Why I Declared War On One-Word Sentences
Expressive Question Forms and How to Teach Them To Your Students

Graham Dixon
by Graham Dixon 9,489 views

I try my best to be hip and up-to-date.

I really do. I’ve been paying attention to the teenage lingo, and I’m not completely lost when around it. I encourage my students to copy what they hear, and to try to sound native; this often means adopting slang and other idiomatic forms, and I’m fine with that, truly.

One exception to this pattern, as I’ve written about before is my dislike of ‘like’. I take steps to eradicate it whenever I hear it. My students are split on this; some agree that it makes them sound like a vacuous teenager, while others regard it as an essential element of the linguistic Zeitgeist. Debate can be spirited, and that’s as it should be.

And I have to say that another exception to my generally permissive attitude is that short-hand, irritatingly brief interrogative expression, ‘What?’

And before you roll your eyes at the prospect of another TeflGuy monologue on just how terrible the modern world has become, bear with me for a paragraph or two while I set out my stall. I suspect we’ll find a good deal of common ground.

4 Ideas for Teaching Your ESL Students Expressive Question Forms

  1. 1

    What’s Wrong With ‘What?’

    1. It’s lazy. I’m committed to promoting fluency among my students, and therefore long ago declared war on one-word sentences. I mean, if a student uses one, it’s not as though they’ve drowned a puppy or started a fire in a rainforest; I just want them to remember that the English language is so wonderfully nuanced, enabling them to say precisely what you mean, and they’ve rejected this opportunity in favor of a single, very blunt, monosyllabic word.

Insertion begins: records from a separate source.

PR #697, opened 2024-06-27
RR-825: Archive a goal UI

james-baker-digital-justice:
Add pages to select a reason to archive a goal and confirm before archiving it. You can reach the page from the goal list (if the feature toggle is on). The goal list shows archived goals at the moment which will be addressed in subsequent changes.


integration_tests/e2e/goal/archiveGoal.cy.ts
```diff
@@ -0,0 +1,142 @@
...
+    cy.task('getActionPlan')
+    cy.task('stubLearnerProfile')
+    cy.task('stubLearnerEducation')
+    cy.task('archiveGoal')
+  })
+
+  it('should be able to navigate directly to archive goal page', () => {
+    // Given
+    const prisonNumber = 'G6115VJ'
+    const goalReference = '10efc562-be8f-4675-9283-9ede0c19dade'
```
nathanrussell-moj-digital, line 31: I'm not suggesting we change this, but I'm guessing the `goalReference` comes from the stub via `cy.task('getActionPlan')` ?
Its a little bit of a magic number, but I cant think of a better way of doing it without too much effort (unless we pass the goal reference into the stub - and this is already a very large PR)

integration_tests/e2e/goal/archiveGoal.cy.ts
```diff
@@ -0,0 +1,142 @@
...
+      .enterReason('Just because...')
+      .submitPage()
+
+    // When
+    const reviewPage = Page.verifyOnPage(ReviewArchiveGoalPage)
+    reviewPage.clickNo()
+
+    // Then
+    Page.verifyOnPage(OverviewPage)
+  })
```
nathanrussell-moj-digital, line 113: Minor; perhaps we could also verify the API was NOT called in this case?
We have a cypress command that should do this, and I'm pretty sure we have a couple of cases where it's used
```
Cypress.Commands.add('wiremockVerifyNoInteractions', (requestPatternBuilder: RequestPatternBuilder) => {
  return cy.wrap(verify(0, requestPatternBuilder)).should('be.true')
})
```

server/data/mappers/archiveGoalMapper.test.ts
```diff
@@ -0,0 +1,24 @@
+import type { ArchiveGoalDto } from 'dto'
+import type { ArchiveGoalRequest } from 'educationAndWorkPlanApiClient'
+import ReasonToArchiveGoalValue from '../../enums/ReasonToArchiveGoalValue'
+import toArchiveGoalRequest from './archiveGoalMapper'
+
+describe('archiveGoalMapper', () => {
+  it('should map from DTO to request object', () => {
+    const prisonNumber = 'FOO'
```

    2. It doesn’t really communicate anything. Well, that’s not strictly true. It’s a very basic interrogative marker, expressing simply that you need your partner to repeat what they’ve just said. But it doesn’t express why you need it repeated, or what was lacking about the initial statement (see below).

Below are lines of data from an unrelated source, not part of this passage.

PR #698, opened 2024-06-28
RR-825: Remove status from update goal

james-baker-digital-justice:
This is just to clean up the references to status which cannot be set via update goal APIs.


nathanrussell-moj-digital (approved):
Who doesn't love deleting code? 😁 
A thing of beauty 👍 😁

PR #705, opened 2024-07-09
RR-871 - Refactored to use the system token rather than user token for all PLP API calls

nathanrussell-moj-digital:
**DO NOT MERGE**
This PR is to support Spike [RR-871](https://dsdmoj.atlassian.net/browse/RR-871) and it's [Confluence page write up](https://dsdmoj.atlassian.net/wiki/spaces/RR/pages/4995809432/RR-871+-+Can+the+UI+use+the+system+token+when+calling+the+PLP+API+rather+that+the+UI+token), and is not intended to be merged (unless we decide it is a viable solution)

---

This PR refactors every call to the various PLP API endpoints so they they use the system token (enriched with the username) rather than the user token.

[RR-871]: https://dsdmoj.atlassian.net/browse/RR-871?atlOrigin=eyJpIjoiNWRkNTljNzYxNjVmNDY3MDlhMDU5Y2ZhYzA5YTRkZjUiLCJwIjoiZ2l0aHViLWNvbS1KU1cifQ

### DIFF
--- a/server/routes/archiveGoal/archiveGoalController.test.ts
+++ b/server/routes/archiveGoal/archiveGoalController.test.ts
@@ -1,5 +1,4 @@
-import { NextFunction, Request, Response } from 'express'
-import type { SessionData } from 'express-session'
+import { Request, Response } from 'express'
 import type { ActionPlan } from 'viewModels'
 import type { ArchiveGoalForm } from 'forms'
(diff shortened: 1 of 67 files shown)


nathanrussell-moj-digital:
Closing this PR as we have now implemented this. No need to keep this as reference any more.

    3. It’s rude. Apart from their deleterious effect on the gaining of fluency, single-word sentences are poor etiquette. They show a disrespect for the speaker, and an unwillingness to be precise about the actual nature of your question. Just ask my grandparents, who would clip my ear whenever I said it. In many cultures, it’s just not done.
  2. 2

    Fair Enough. But Why Do Our Students Use It So Often?

    This is by no means an exhaustive list, but it helps us to consider why ‘what?’ is so common.

    1. Genuine incomprehension. They heard the words, but something entirely clouded their meaning. Perhaps the sentence was too long to follow, or had a complex structure which obscured its meaning. Perhaps a critical word was, in fact, a new word for the listener, and this made the sentence’s meaning impossible to guess.

    2. Auditory problems. They didn’t hear all the words. Maybe the speaker mumbled, or spoke too quickly (a common problem, by the way, among new teachers). Maybe there was some background noise which made it hard to hear.

    3. Surprise. We can generally (though not always) tell by the tone of the remark that the listener is taken aback by what they’re being told.

    4. Disbelief / Doubt. The listener can’t believe what they’re hearing. Again, the tone and facial expression will clue us in, but not necessarily on every occasion.

    5. Gaps in understanding. The sentence made partial sense, but gaps remain, either because of vocabulary problems, or because the listener lacks background information with which to make sense of the comment.

    Let me give you a couple of examples of situations where it might be impossible to know which of these purposes the question has:

    Example 1

    Jerry: Did you see The Martian?
    Pete: Yeah, I loved it. My favorite actor was Chiwetel Ejiofor
    Jerry: What?

    Did Jerry not hear the name? Did he forget that Ejiofor was in this film? Or does he disbelieve that Jerry prefers Ejiofor over Matt Damon, or another actor?

    Example 2

    Sandra: The company’s downsizing soon.
    Paula: Oh no! What are they going to do.
    Sandra: They’re going to bring in efficiency experts from Eclareon
    Paula: What?

    Did Paula not hear the ‘efficiency experts’ part? Did she not understand (or recognize) the company name? Or perhaps she doesn’t believe their management could do such a thing?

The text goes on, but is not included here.